▸ TASK PROMPT:
Each line below should be repeated exactly as it stands.

---------- MATERIAL FOR THE TASK

PR #2335, opened 2020-08-29
[NETBEANS-4443] PHP 8.0 Support: Static return type

junichi11:

#### Part 1

- https://wiki.php.net/rfc/static_return_type
- Fix the `ASTPHP5Parser.cup`
- Fix the code completion feature
- Add unit tests for the parser and the code completion

##### PHP 8.0 (Project Properties)

nb-php80-static-return-type

##### PHP 7.4 (Project Properties)

nb-php80-static-return-type-php74

#### Part 2

- Fix `IntroduceSuggestion` and `PHP80UnhandledError`
- Fix `UnusableTypesUnhandledError` (Error for redundant combination with the object type)
- Add unit tests for override/implement method, formatting, and the comment generator features

##### Error for redundant combination with the object type

nb-php80-static-return-type-redundant-with-object-type


junichi11:
Regarding the failure of Travis CI:
I've tested `webcommon/javascript2.extjs/test/unit/src/org/netbeans/modules/javascript2/extjs/model/JsStructureTest.java` and `ExtModelTest.java` in my local PC.

```
Testcase: testIssue230177(org.netbeans.modules.javascript2.extjs.model.JsStructureTest):	Caused an ERROR
Server returned HTTP response code: 403 for URL: https://cdnjs.cloudflare.com/ajax/libs/extjs/4.2.1/src/class/ClassManager.js
java.io.IOException: Server returned HTTP response code: 403 for URL: https://cdnjs.cloudflare.com/ajax/libs/extjs/4.2.1/src/class/ClassManager.js
	at sun.net.www.protocol.http.HttpURLConnection.getInputStream0(HttpURLConnection.java:1894)
	at sun.net.www.protocol.http.HttpURLConnection.getInputStream(HttpURLConnection.java:1492)
	at sun.net.www.protocol.https.HttpsURLConnectionImpl.getInputStream(HttpsURLConnectionImpl.java:263)
```
```
Testcase: testIssue231923(org.netbeans.modules.javascript2.extjs.model.ExtModelTest):	Caused an ERROR
Server returned HTTP response code: 403 for URL: https://cdnjs.cloudflare.com/ajax/libs/extjs/4.2.1/src/class/ClassManager.js
java.io.IOException: Server returned HTTP response code: 403 for URL: https://cdnjs.cloudflare.com/ajax/libs/extjs/4.2.1/src/class/ClassManager.js
	at sun.net.www.protocol.http.HttpURLConnection.getInputStream0(HttpURLConnection.java:1894)
	at sun.net.www.protocol.http.HttpURLConnection.getInputStream(HttpURLConnection.java:1492)
	at sun.net.www.protocol.https.HttpsURLConnectionImpl.getInputStream(HttpsURLConnectionImpl.java:263)
	at java.net.URL.openStream(URL.java:1045)
	at org.netbeans.modules.javascript2.extjs.model.ExtModelTest.setUp(ExtModelTest.java:44)
```

@matthiasblaesing should we upload the test data(ClassManager.js) to `https://netbeans.osuosl.org/binaries/` ?
Maybe, related to this change: https://github.com/apache/netbeans/pull/1451/commits/433ba3a8bb22d8d3d608ca31807422047ff18963

matthiasblaesing:
@junichi11 I run the unittests from javascript2.extjs and for me they run clean (no test failures). I was also able to load the file manually. Is this problem still reproducible for you? 

To be frank: In an ideal world netbeans would be hosted by an entity, that has more flexible policy than the ASF, but we live in the real world. From my POV our use of the osuosl servers already stretches policy. If we don't need to host ourselves, I'd like to keep it like that. I think it is a reasonable expectation, that maven central and cdnjs both keep up with request, as it is their only reason for living.

junichi11:
@matthiasblaesing 

> Is this problem still reproducible for you?

Yes. (I can load the file via a browser.) I tried testing them in my PC because Travis CI failed (reran the job twice)... They also seem to fail in other PRs. I was not sure whether this is a problem temporarily. So, I just asked... I think also it's better if we can keep it. Thanks.

junichi11:
@matthiasblaesing As a workaround: Add "User-Agent" to `URLConnection`?

matthiasblaesing:
@junichi11 maybe we see a local test/change, that requires the setting of a users agent. Your idee sounds good and I think I saw similar problems in the past regarding missing user agent information. So if it works I think this is a good addition. One thing worth exploring is, whether a Browser User Agent string is required or if a more hones user agent:

```java
            connection.addRequestProperty("User-Agent", "NetBeans Unittesting");
```

would also work.

junichi11:
@matthiasblaesing I'll leave it to you :) If you would not like to do it, I'll do it. Thanks!

php/php.editor/src/org/netbeans/modules/php/editor/verification/UnusableTypesUnhandledError.java
```diff
@@ -229,6 +258,16 @@ private void checkReturnType(@NullAllowed Expression returnType, boolean isInUni
             } else if (type instanceof UnionType) {
                 ((UnionType) type).getTypes().forEach(unionType -> checkReturnType(unionType, true));
                 checkUnionType((UnionType) type);
+            } else if (type instanceof Identifier) {
+                // method, labmda funciton, and arrow function can use static return type
```
tmysik, line 262: Nitpick: Typos, "la[b]mda func[i]ton".

tmysik (approved):

tmysik:
Looks good to me (again, huge patch so impossible to review properly but - we have tests, they pass so OK for me).

php/php.editor/src/org/netbeans/modules/php/editor/verification/UnusableTypesUnhandledError.java
junichi11: Thanks for caching them :) Will fix them later. (Just add the `TODO` label)

junichi11:
Yes, it's impossible. Thank you!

--------------------

▸ ANSWER SPACE:
PR #2335, opened 2020-08-29
[NETBEANS-4443] PHP 8.0 Support: Static return type

junichi11:

#### Part 1

- https://wiki.php.net/rfc/static_return_type
- Fix the `ASTPHP5Parser.cup`
- Fix the code completion feature
- Add unit tests for the parser and the code completion

##### PHP 8.0 (Project Properties)

nb-php80-static-return-type

##### PHP 7.4 (Project Properties)

nb-php80-static-return-type-php74

#### Part 2

- Fix `IntroduceSuggestion` and `PHP80UnhandledError`
- Fix `UnusableTypesUnhandledError` (Error for redundant combination with the object type)
- Add unit tests for override/implement method, formatting, and the comment generator features

##### Error for redundant combination with the object type

nb-php80-static-return-type-redundant-with-object-type


junichi11:
Regarding the failure of Travis CI:
I've tested `webcommon/javascript2.extjs/test/unit/src/org/netbeans/modules/javascript2/extjs/model/JsStructureTest.java` and `ExtModelTest.java` in my local PC.

```
Testcase: testIssue230177(org.netbeans.modules.javascript2.extjs.model.JsStructureTest):	Caused an ERROR
Server returned HTTP response code: 403 for URL: https://cdnjs.cloudflare.com/ajax/libs/extjs/4.2.1/src/class/ClassManager.js
java.io.IOException: Server returned HTTP response code: 403 for URL: https://cdnjs.cloudflare.com/ajax/libs/extjs/4.2.1/src/class/ClassManager.js
	at sun.net.www.protocol.http.HttpURLConnection.getInputStream0(HttpURLConnection.java:1894)
	at sun.net.www.protocol.http.HttpURLConnection.getInputStream(HttpURLConnection.java:1492)
	at sun.net.www.protocol.https.HttpsURLConnectionImpl.getInputStream(HttpsURLConnectionImpl.java:263)
```
```
Testcase: testIssue231923(org.netbeans.modules.javascript2.extjs.model.ExtModelTest):	Caused an ERROR
Server returned HTTP response code: 403 for URL: https://cdnjs.cloudflare.com/ajax/libs/extjs/4.2.1/src/class/ClassManager.js
java.io.IOException: Server returned HTTP response code: 403 for URL: https://cdnjs.cloudflare.com/ajax/libs/extjs/4.2.1/src/class/ClassManager.js
	at sun.net.www.protocol.http.HttpURLConnection.getInputStream0(HttpURLConnection.java:1894)
	at sun.net.www.protocol.http.HttpURLConnection.getInputStream(HttpURLConnection.java:1492)
	at sun.net.www.protocol.https.HttpsURLConnectionImpl.getInputStream(HttpsURLConnectionImpl.java:263)
	at java.net.URL.openStream(URL.java:1045)
	at org.netbeans.modules.javascript2.extjs.model.ExtModelTest.setUp(ExtModelTest.java:44)
```

@matthiasblaesing should we upload the test data(ClassManager.js) to `https://netbeans.osuosl.org/binaries/` ?
Maybe, related to this change: https://github.com/apache/netbeans/pull/1451/commits/433ba3a8bb22d8d3d608ca31807422047ff18963

matthiasblaesing:
@junichi11 I run the unittests from javascript2.extjs and for me they run clean (no test failures). I was also able to load the file manually. Is this problem still reproducible for you? 

To be frank: In an ideal world netbeans would be hosted by an entity, that has more flexible policy than the ASF, but we live in the real world. From my POV our use of the osuosl servers already stretches policy. If we don't need to host ourselves, I'd like to keep it like that. I think it is a reasonable expectation, that maven central and cdnjs both keep up with request, as it is their only reason for living.

junichi11:
@matthiasblaesing 

> Is this problem still reproducible for you?

Yes. (I can load the file via a browser.) I tried testing them in my PC because Travis CI failed (reran the job twice)... They also seem to fail in other PRs. I was not sure whether this is a problem temporarily. So, I just asked... I think also it's better if we can keep it. Thanks.

junichi11:
@matthiasblaesing As a workaround: Add "User-Agent" to `URLConnection`?

matthiasblaesing:
@junichi11 maybe we see a local test/change, that requires the setting of a users agent. Your idee sounds good and I think I saw similar problems in the past regarding missing user agent information. So if it works I think this is a good addition. One thing worth exploring is, whether a Browser User Agent string is required or if a more hones user agent:

```java
            connection.addRequestProperty("User-Agent", "NetBeans Unittesting");
```

would also work.

junichi11:
@matthiasblaesing I'll leave it to you :) If you would not like to do it, I'll do it. Thanks!

php/php.editor/src/org/netbeans/modules/php/editor/verification/UnusableTypesUnhandledError.java
```diff
@@ -229,6 +258,16 @@ private void checkReturnType(@NullAllowed Expression returnType, boolean isInUni
             } else if (type instanceof UnionType) {
                 ((UnionType) type).getTypes().forEach(unionType -> checkReturnType(unionType, true));
                 checkUnionType((UnionType) type);
+            } else if (type instanceof Identifier) {
+                // method, labmda funciton, and arrow function can use static return type
```
tmysik, line 262: Nitpick: Typos, "la[b]mda func[i]ton".

tmysik (approved):

tmysik:
Looks good to me (again, huge patch so impossible to review properly but - we have tests, they pass so OK for me).

php/php.editor/src/org/netbeans/modules/php/editor/verification/UnusableTypesUnhandledError.java
junichi11: Thanks for caching them :) Will fix them later. (Just add the `TODO` label)

junichi11:
Yes, it's impossible. Thank you!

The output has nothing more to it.